What you have to do:
All lines from the first one in the listing below to the one holding "max_split_size_mb to 256')", inclusive, are to be copied exactly.

Records for this task:
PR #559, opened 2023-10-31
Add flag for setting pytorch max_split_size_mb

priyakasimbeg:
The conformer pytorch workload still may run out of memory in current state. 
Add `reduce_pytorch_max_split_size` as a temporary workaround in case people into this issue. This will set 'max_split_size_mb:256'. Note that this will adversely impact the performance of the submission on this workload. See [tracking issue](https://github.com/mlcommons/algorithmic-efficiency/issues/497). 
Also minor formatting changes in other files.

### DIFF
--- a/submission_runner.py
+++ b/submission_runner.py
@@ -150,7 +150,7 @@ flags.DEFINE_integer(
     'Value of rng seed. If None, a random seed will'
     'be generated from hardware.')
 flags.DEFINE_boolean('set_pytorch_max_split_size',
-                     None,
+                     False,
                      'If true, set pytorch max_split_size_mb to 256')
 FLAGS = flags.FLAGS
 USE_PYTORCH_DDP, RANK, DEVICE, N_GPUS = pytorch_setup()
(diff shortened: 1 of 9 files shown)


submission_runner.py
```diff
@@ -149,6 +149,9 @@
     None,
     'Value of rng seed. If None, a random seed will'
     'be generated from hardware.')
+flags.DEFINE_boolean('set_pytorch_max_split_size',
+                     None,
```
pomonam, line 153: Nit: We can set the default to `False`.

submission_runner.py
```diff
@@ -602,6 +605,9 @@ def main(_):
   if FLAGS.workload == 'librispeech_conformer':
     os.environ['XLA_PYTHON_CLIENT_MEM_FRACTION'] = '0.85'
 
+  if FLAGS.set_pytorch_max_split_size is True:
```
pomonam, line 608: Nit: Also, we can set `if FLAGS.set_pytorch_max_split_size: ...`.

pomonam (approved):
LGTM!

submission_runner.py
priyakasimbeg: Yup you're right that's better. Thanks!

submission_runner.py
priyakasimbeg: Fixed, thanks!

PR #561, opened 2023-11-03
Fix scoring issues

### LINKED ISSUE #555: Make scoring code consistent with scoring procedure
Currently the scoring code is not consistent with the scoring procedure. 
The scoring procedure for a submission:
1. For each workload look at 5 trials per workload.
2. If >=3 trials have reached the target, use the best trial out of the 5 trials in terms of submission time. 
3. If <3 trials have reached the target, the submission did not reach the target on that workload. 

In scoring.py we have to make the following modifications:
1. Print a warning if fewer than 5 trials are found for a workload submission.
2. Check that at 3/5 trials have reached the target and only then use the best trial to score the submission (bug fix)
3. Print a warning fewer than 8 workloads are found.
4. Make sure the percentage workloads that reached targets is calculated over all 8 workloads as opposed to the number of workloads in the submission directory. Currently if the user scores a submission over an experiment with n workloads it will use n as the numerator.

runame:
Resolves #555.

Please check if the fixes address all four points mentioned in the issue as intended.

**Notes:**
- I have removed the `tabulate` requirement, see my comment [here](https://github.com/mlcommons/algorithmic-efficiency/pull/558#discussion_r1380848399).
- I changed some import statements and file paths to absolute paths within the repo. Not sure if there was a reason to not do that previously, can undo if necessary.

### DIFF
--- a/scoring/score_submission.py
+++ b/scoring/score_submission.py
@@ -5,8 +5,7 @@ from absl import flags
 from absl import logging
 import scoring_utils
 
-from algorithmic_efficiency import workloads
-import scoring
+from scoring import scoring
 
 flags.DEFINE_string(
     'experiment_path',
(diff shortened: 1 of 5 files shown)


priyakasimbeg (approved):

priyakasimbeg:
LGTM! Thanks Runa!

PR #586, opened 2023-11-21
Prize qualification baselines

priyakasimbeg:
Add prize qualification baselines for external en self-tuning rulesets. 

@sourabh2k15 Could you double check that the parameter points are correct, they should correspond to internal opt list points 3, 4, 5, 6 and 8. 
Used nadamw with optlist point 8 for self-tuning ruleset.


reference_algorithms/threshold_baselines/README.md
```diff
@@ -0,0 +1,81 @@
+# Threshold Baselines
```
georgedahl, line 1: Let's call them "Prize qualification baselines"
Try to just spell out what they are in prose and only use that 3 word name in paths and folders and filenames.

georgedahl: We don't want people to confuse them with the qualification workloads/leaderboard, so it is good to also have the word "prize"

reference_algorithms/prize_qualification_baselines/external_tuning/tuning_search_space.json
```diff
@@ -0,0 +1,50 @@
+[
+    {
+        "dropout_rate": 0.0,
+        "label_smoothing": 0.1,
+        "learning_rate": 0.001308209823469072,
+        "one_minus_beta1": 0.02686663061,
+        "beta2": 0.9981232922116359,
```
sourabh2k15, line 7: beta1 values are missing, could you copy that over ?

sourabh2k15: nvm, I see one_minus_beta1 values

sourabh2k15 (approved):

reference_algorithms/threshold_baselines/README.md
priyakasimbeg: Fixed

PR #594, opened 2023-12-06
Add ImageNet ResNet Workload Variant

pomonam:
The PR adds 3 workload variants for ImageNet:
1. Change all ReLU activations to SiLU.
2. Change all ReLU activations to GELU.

Task output:
PR #559, opened 2023-10-31
Add flag for setting pytorch max_split_size_mb

priyakasimbeg:
The conformer pytorch workload still may run out of memory in current state. 
Add `reduce_pytorch_max_split_size` as a temporary workaround in case people into this issue. This will set 'max_split_size_mb:256'. Note that this will adversely impact the performance of the submission on this workload. See [tracking issue](https://github.com/mlcommons/algorithmic-efficiency/issues/497). 
Also minor formatting changes in other files.

### DIFF
--- a/submission_runner.py
+++ b/submission_runner.py
@@ -150,7 +150,7 @@ flags.DEFINE_integer(
     'Value of rng seed. If None, a random seed will'
     'be generated from hardware.')
 flags.DEFINE_boolean('set_pytorch_max_split_size',
-                     None,
+                     False,
                      'If true, set pytorch max_split_size_mb to 256')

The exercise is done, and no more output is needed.